FSOM: British tennis continuing to serve faults

Tennis

Let us all give thanks to Grigor Dimitrov for what he is doing for women’s tennis.

We can only hope the LTA use him to do something similar to the British game.

You might not instantly recognise Dimitrov’s name.

As of June, he was ranked 31st among male players, equating him to Nigeria in FIFA’s world football rankings.

But he is better known as the current squeeze of Maria Sharapova, and the former boo of Serena Williams.

This has prompted one of the biggest bitch-fests since Queen Elizabeth I gave the condemned cell a lick of paint, invited her executioner to get a nice keen edge on his axe, and then invited Mary Queen of Scots around to a Tudor Anne Summers’ party.

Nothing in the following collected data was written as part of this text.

PR #1330, opened 2026-08-17
fix: survive reverts targeting blocks not sealed in the reorg buffer

brunoguerios:
## Problem

The indexer process exited three times in one week, all on Base, killing every extractor on every
chain in the process and dropping all websocket subscriptions:

```
08-05 14:31:54 base-tycho-indexer-fynd | Error: Reorg buffer error: Could not find block with id `0x8d0fd3ee…`!
07-30 07:54:34 base-tycho-indexer-fynd | Error: Reorg buffer error: Could not find block with id `0x2e37c02d…`!
07-30 07:36:28 base-tycho-indexer-fynd | Error: Reorg buffer error: Could not find block with id `0x4f5eae77…`!
```

All three target hashes resolve to real, canonical, sealed Base blocks 5-6 blocks below the chain
head, against a `ReorgBuffer` holding ~225 blocks. This is not a reverts-deeper-than-the-buffer
problem.

## Root cause

`ReorgBuffer::purge` matched on hash only. Base runs `--enable-partial-blocks`, so a block enters
the `ReorgBuffer` only when its last flashblock partial arrives — the block currently streaming
lives only in the `PartialBlockBuffer`. During a revert burst, undo #1 purges sealed blocks,
Substreams re-streams the new fork as flashblocks, and undo #2 names the block still being
re-streamed. The buffer has no entry to match and `handle_revert` returns a fatal error. A second
shape fits the same evidence: the buffer holds the right height under a stale last-partial hash.

## Fix

`ReorgBuffer::purge_to` makes the extractor revert path height-aware. Hash stays authoritative:

- Hash match → purge strictly after it (unchanged).
- No hash match, target height buffered → our copy is stale; purge from that height inclusive.
- No hash match, target above the buffer → purge nothing.
- No hash match, target below the buffer's oldest block → still fatal, with the identical
  `NotFound` string alerting greps.

Pending partials are now dropped only above the target height; partials at the target height are the
valid prefix of the last valid block. An undo that invalidates nothing advances the cursor and
returns no message — that case used to die with "Reorg buffer is empty after purge".

Both fallbacks log a `warn!` and increment `extractor_revert_hash_miss` with a `resolution` label
(`height_purge` / `target_ahead`).

`purge` keeps strict hash-only semantics; `PendingDeltasBuffer` still uses it.

## Notes for reviewers

An inclusive purge at a hash-mismatched height relies on Substreams re-sending the canonical block
from `last_valid_cursor`. That semantic is unverified against the live endpoint. If it does not
hold, the next `insert_block` fails the parent-hash check and the process dies — the same outcome as
today's immediate crash, so the change is strictly no worse. The new metric confirms the semantics
in production.

DCI is untouched. Its `revert_to` is also hash-only, but DCI cannot run on partial-block chains
today (`validate_and_ensure_block_layer_internal` needs parent-hash linkage, which ephemeral partial
hashes break), so DCI extractors cannot reach the new fallback paths.

## Follow-ups

- Watch `extractor_revert_hash_miss` on Base to confirm the cursor re-send semantics.


tvinagre:
## Revert-buffer boundary follow-up

I agree the DCI concern is not blocking here: Flashblocks currently exists only on Base, and Base cannot run DCI. I'm fine with the decision, but please document this clearly in the code so we can pick-this up once we have DCI in Base in the future.

The remaining design question is at the **oldest buffered height**, and is distinct from the Flashblocks `TargetAhead` case.

`BlockUndoSignal.last_valid_block` is the keep-anchor: Substreams specifies that data *above* it must be deleted and processing restarts from `last_valid_cursor`.

Example:

```text
DB/finalized: … 99
ReorgBuffer:  100 (stale hash A), 101 (B), 102 (C)
Undo anchor:  100 (canonical hash A')
```

Here the hash is unknown but the height is buffered. The intended `HeightMatch` behavior correctly purges `100..=102`: Tycho's local block 100 is stale. But because it is the first buffer entry, the inclusive `split_off(0)` empties `ReorgBuffer`. `handle_revert` then requires `get_most_recent_block()` to anchor the emitted revert message and returns `Reorg buffer is empty after purge` instead. The buffer has already been mutated, while the cursor is not advanced and neither WebSocket clients nor `PendingDeltas` receive a reconciliation event.

Simply returning `Ok(None)` after the empty purge would not be correct: consumers could retain the stale full blocks.

This is **not** the intended Base Flashblocks case:

```text
ReorgBuffer:          … 100, 101
PartialBlockBuffer:              102 (currently streaming)
Undo anchor:                      102
```

That anchor is numerically ahead of the *sealed* buffer because it only exists as a partial. It should preserve that partial, update the cursor, and emit no revert.

### Suggested policy

1. Keep `TargetAhead` nonfatal **only** when `PartialBlockBuffer` contains the undo target's exact height. Without that matching partial, an undo anchor above the sealed buffer violates the existing history/finality invariant and should remain fatal rather than silently becoming a no-op.
2. Choose explicitly how to handle a hash miss at the oldest buffered height:
   - **Conservative option (my recommendation unless we have production evidence):** treat it as fatal. Permit inclusive `HeightMatch` only when there is still an in-buffer predecessor to anchor the revert event. This preserves the finality/history boundary.
   - **Fully recoverable option:** fetch the stale oldest block's parent from storage, emit the inverse revert anchored at that parent, and extend `PendingDeltas` so it can clear its buffer when that anchor is the parent of its oldest pending block. This needs end-to-end coverage because its current strict `purge(anchor_hash)` would fail when the anchor is finalized and absent from `PendingDeltas`.

At minimum, please add tests for: (a) `TargetAhead` without a matching partial is fatal, (b) the valid Flashblocks partial case is nonfatal, and (c) the chosen oldest-height hash-miss behavior.

brunoguerios:
Thanks for the feedback. I applied all of them:
1. `TargetAhead` fatal _unless_ the `PartialBlockBuffer` holds the undo target's exact height.
2. `HeightMatch` at the oldest buffered height → fatal
3. Note on revisiting DCI in the future: a code comment documenting that DCI's `revert_to` is still hash-only and needs revisiting once DCI can run on Base.

crates/tycho-indexer/src/extractor/reorg_buffer.rs
```diff
@@ -178,6 +191,60 @@ where
...
+            // Neither hash nor height found: the target is below the oldest buffered
+            // block. Keep the exact error `purge` raises today — alerting greps it.
+            return Err(StorageError::NotFound("block".into(), target_hash.to_string()));
+        };
+        if idx == 0 {
+            // Purging inclusively from the oldest buffered block would empty the buffer,
+            // leaving no in-buffer predecessor to anchor the revert message. Fatal, same
+            // as a below-buffer target.
+            return Err(StorageError::NotFound("block".into(), target_hash.to_string()));
+        }
```
louise-poole: We emit the same error for 2 causes - I wonder if there is a clean way to differentiate them? (not important, just a thought)

crates/tycho-indexer/src/extractor/protocol_extractor.rs
```diff
@@ -1126,19 +1131,74 @@ where
...
+                    .partial_block_buffer
+                    .lock()
+                    .await
+                    .as_ref()
+                    .is_some_and(|partial| partial.block.number == block_ref.number);
+                if !partial_at_target {
+                    return Err(ExtractionError::ReorgBufferError(format!(
+                        "Revert target {} (hash {}) is above the sealed buffer with no pending partial at that height",
+                        block_ref.number, block_hash,
+                    )));
```
louise-poole: Elsewhere in this PR you mentioned that we grep logs to get these revert error alerts. Should we not model this error message after that text too so that it gets included in the alerts?

crates/tycho-indexer/src/extractor/protocol_extractor.rs
```diff
@@ -1126,19 +1131,74 @@ where
...
+                }
+                warn!(
+                    target_number = block_ref.number,
+                    "Revert target hash not in reorg buffer; target is streaming as partials, nothing to purge"
+                );
```
louise-poole, line 1179: Maybe we should include the partial index here? For debugging purposes?

crates/tycho-indexer/src/extractor/reorg_buffer.rs
```diff
@@ -64,6 +64,19 @@ where
     strict: bool,
 }
 
+/// Result of a height-aware purge. Hash match is authoritative; height is a fallback.
+#[derive(Debug)]
+pub enum PurgeOutcome<B> {
```
louise-poole: I think this reorg_buffer mod is `pub(crate)`. We should make this pub(crate) too then.

crates/tycho-indexer/src/extractor/protocol_extractor.rs
louise-poole: Elsewhere in this PR you mentioned that we grep logs to get these revert error alerts. Should we not model this error message after that text too so that it gets included in the alerts?

louise-poole (approved):
Just some minor comments, otherwise approved! 
Small nit pick: in your PR description you reference a file reviewer don't have access to (`.claude/plans/2026-08-13-tycho-indexer-revert-purge-miss-design.md`).

crates/tycho-indexer/src/extractor/reorg_buffer.rs
brunoguerios: I don't think these cases deserve 2 separate errors.
The idx = 0 is more like a safety net. It's logically unfeasible, because it would mean a revert of dozens of blocks.
I'll refactor it a bit to make it easier to read and reason about the single error over here.

crates/tycho-indexer/src/extractor/protocol_extractor.rs
brunoguerios: I double checked and we don't grep these error logs to generate alerts. That was an oversight from a claim made by Claude. I'll update the error message so it's at least manually greppable if needed.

Dimitrov is the net as the words have flown back and forth between Sharapova and Williams like a battered ball in one of their 30-stroke rallies.

Fifty Shades is the last man on the planet to try and second guess what goes on inside any woman’s head, but even he cannot see what the world’s top two tennis players see in him.

He may be an absolute charmer with chiselled features, a ripped body (a hugely overrated thing, in Fifty Shades’ opinion) and hidden assets well-disguised in his tennis shorts.

But Sharapova and Williams could pretty much have their pick of chaps, even if their busy schedule makes it difficult to date anybody outside of the close-knit community of tennis Chippendales.

So it seems even stranger that he has charmed the wristbands off not one of the world’s top tennis players, but the next as well unless, of course, there is another game being played here besides tennis.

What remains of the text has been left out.